*** Opening Data shown ***

PR #543, opened 2022-03-12
add gitee oauth provider

oschina:
Motivation:

Gitee is the largest open source code hosting platform in China, with more than 8 million registered developers, and many developers in mainland China use Gitee as a third-party login platform.

I very much hope that Vert.x can officially add OAuth authentication support for Gitee.

Conformance:

### DIFF
--- a/vertx-auth-oauth2/src/main/java/io/vertx/ext/auth/oauth2/providers/GiteeAuth.java
+++ b/vertx-auth-oauth2/src/main/java/io/vertx/ext/auth/oauth2/providers/GiteeAuth.java
@@ -1,0 +1,59 @@
+/*
+ * Copyright (c) 2011-2019 Contributors to the Eclipse Foundation
+ *
+ * This program and the accompanying materials are made available under the
+ * terms of the Eclipse Public License 2.0 which is available at
+ * http://www.eclipse.org/legal/epl-2.0, or the Apache License, Version 2.0
+ * which is available at https://www.apache.org/licenses/LICENSE-2.0.
+ *
+ * SPDX-License-Identifier: EPL-2.0 OR Apache-2.0
+ */
+package io.vertx.ext.auth.oauth2.providers;
+
+import io.vertx.codegen.annotations.VertxGen;
+import io.vertx.core.Vertx;
+import io.vertx.core.http.HttpClientOptions;
+import io.vertx.core.json.JsonObject;
+import io.vertx.ext.auth.oauth2.OAuth2Auth;
+import io.vertx.ext.auth.oauth2.OAuth2FlowType;
+import io.vertx.ext.auth.oauth2.OAuth2Options;
+
+/**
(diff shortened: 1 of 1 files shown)


gaol:
Cool !

Could you please[ sign ECA](https://www.eclipse.org/legal/ECA.php) and squash your commits into one for the review ? thanks :)

oschina:
> Cool !
> 
> Could you please[ sign ECA](https://www.eclipse.org/legal/ECA.php) and squash your commits into one for the review ? thanks :)

ECA signed and commit squashed :)

pmlopes:
@oschina, just a quick question. Does `gitee` support openid auto discovery? If it does it would be nice to also support it as it makes configuration even easier for end users.

For example here's what, Azure does:

https://login.microsoftonline.com/common/v2.0/.well-known/openid-configuration

If you have such URL, vert.x already knows how to parse this and you can do:

```java
/**
   * Create a OAuth2Auth provider for OpenID Connect Discovery. The discovery will use the default site in the
   * configuration options and attempt to load the well known descriptor. If a site is provided (for example when
   * running on a custom instance) that site will be used to do the lookup.
   * <p>
   * If the discovered config includes a json web key url, it will be also fetched and the JWKs will be loaded
   * into the OAuth provider so tokens can be decoded.
   *
   * @param vertx   the vertx instance
   * @param config  the initial config
   * @param handler the instantiated Oauth2 provider instance handler
   */
  static void discover(final Vertx vertx, final OAuth2Options config, final Handler<AsyncResult<OAuth2Auth>> handler) {
    // don't override if already set
    final String site = config.getSite() == null ? "https://gitee.com/<base to .well-known dir>" : config.getSite(); // <--- HERE

    OpenIDConnectAuth.discover(
      vertx,
      new OAuth2Options(config)
        .setSite(site)
      handler);
  }

  /**
   * Create a OAuth2Auth provider for OpenID Connect Discovery. The discovery will use the default site in the
   * configuration options and attempt to load the well known descriptor. If a site is provided (for example when
   * running on a custom instance) that site will be used to do the lookup.
   * <p>
   * If the discovered config includes a json web key url, it will be also fetched and the JWKs will be loaded
   * into the OAuth provider so tokens can be decoded.
   *
   * @see GoogleAuth#discover(Vertx, OAuth2Options, Handler)
   * @param vertx   the vertx instance
   * @param config  the initial config
   * @return future with the instantiated Oauth2 provider instance handler
   */
  static Future<OAuth2Auth> discover(final Vertx vertx, final OAuth2Options config) {
    Promise<OAuth2Auth> promise = Promise.promise();
    discover(vertx, config, promise);
    return promise.future();
  }
```

oschina:
> @oschina, just a quick question. Does `gitee` support openid auto discovery? If it does it would be nice to also support it as it makes configuration even easier for end users.

@pmlopes  Unfortunately, Gitee.com does not currently support OpenID, we will evaluate this and support this feature in subsequent iterations.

*** Closing Data shown ***

Exercise: Please restate every record shown above, word for word.

Result:
PR #543, opened 2022-03-12
add gitee oauth provider

oschina:
Motivation:

Gitee is the largest open source code hosting platform in China, with more than 8 million registered developers, and many developers in mainland China use Gitee as a third-party login platform.

I very much hope that Vert.x can officially add OAuth authentication support for Gitee.

Conformance:

### DIFF
--- a/vertx-auth-oauth2/src/main/java/io/vertx/ext/auth/oauth2/providers/GiteeAuth.java
+++ b/vertx-auth-oauth2/src/main/java/io/vertx/ext/auth/oauth2/providers/GiteeAuth.java
@@ -1,0 +1,59 @@
+/*
+ * Copyright (c) 2011-2019 Contributors to the Eclipse Foundation
+ *
+ * This program and the accompanying materials are made available under the
+ * terms of the Eclipse Public License 2.0 which is available at
+ * http://www.eclipse.org/legal/epl-2.0, or the Apache License, Version 2.0
+ * which is available at https://www.apache.org/licenses/LICENSE-2.0.
+ *
+ * SPDX-License-Identifier: EPL-2.0 OR Apache-2.0
+ */
+package io.vertx.ext.auth.oauth2.providers;
+
+import io.vertx.codegen.annotations.VertxGen;
+import io.vertx.core.Vertx;
+import io.vertx.core.http.HttpClientOptions;
+import io.vertx.core.json.JsonObject;
+import io.vertx.ext.auth.oauth2.OAuth2Auth;
+import io.vertx.ext.auth.oauth2.OAuth2FlowType;
+import io.vertx.ext.auth.oauth2.OAuth2Options;
+
+/**
(diff shortened: 1 of 1 files shown)


gaol:
Cool !

Could you please[ sign ECA](https://www.eclipse.org/legal/ECA.php) and squash your commits into one for the review ? thanks :)

oschina:
> Cool !
> 
> Could you please[ sign ECA](https://www.eclipse.org/legal/ECA.php) and squash your commits into one for the review ? thanks :)

ECA signed and commit squashed :)

pmlopes:
@oschina, just a quick question. Does `gitee` support openid auto discovery? If it does it would be nice to also support it as it makes configuration even easier for end users.

For example here's what, Azure does:

https://login.microsoftonline.com/common/v2.0/.well-known/openid-configuration

If you have such URL, vert.x already knows how to parse this and you can do:

```java
/**
   * Create a OAuth2Auth provider for OpenID Connect Discovery. The discovery will use the default site in the
   * configuration options and attempt to load the well known descriptor. If a site is provided (for example when
   * running on a custom instance) that site will be used to do the lookup.
   * <p>
   * If the discovered config includes a json web key url, it will be also fetched and the JWKs will be loaded
   * into the OAuth provider so tokens can be decoded.
   *
   * @param vertx   the vertx instance
   * @param config  the initial config
   * @param handler the instantiated Oauth2 provider instance handler
   */
  static void discover(final Vertx vertx, final OAuth2Options config, final Handler<AsyncResult<OAuth2Auth>> handler) {
    // don't override if already set
    final String site = config.getSite() == null ? "https://gitee.com/<base to .well-known dir>" : config.getSite(); // <--- HERE

    OpenIDConnectAuth.discover(
      vertx,
      new OAuth2Options(config)
        .setSite(site)
      handler);
  }

  /**
   * Create a OAuth2Auth provider for OpenID Connect Discovery. The discovery will use the default site in the
   * configuration options and attempt to load the well known descriptor. If a site is provided (for example when
   * running on a custom instance) that site will be used to do the lookup.
   * <p>
   * If the discovered config includes a json web key url, it will be also fetched and the JWKs will be loaded
   * into the OAuth provider so tokens can be decoded.
   *
   * @see GoogleAuth#discover(Vertx, OAuth2Options, Handler)
   * @param vertx   the vertx instance
   * @param config  the initial config
   * @return future with the instantiated Oauth2 provider instance handler
   */
  static Future<OAuth2Auth> discover(final Vertx vertx, final OAuth2Options config) {
    Promise<OAuth2Auth> promise = Promise.promise();
    discover(vertx, config, promise);
    return promise.future();
  }
```

oschina:
> @oschina, just a quick question. Does `gitee` support openid auto discovery? If it does it would be nice to also support it as it makes configuration even easier for end users.

@pmlopes  Unfortunately, Gitee.com does not currently support OpenID, we will evaluate this and support this feature in subsequent iterations.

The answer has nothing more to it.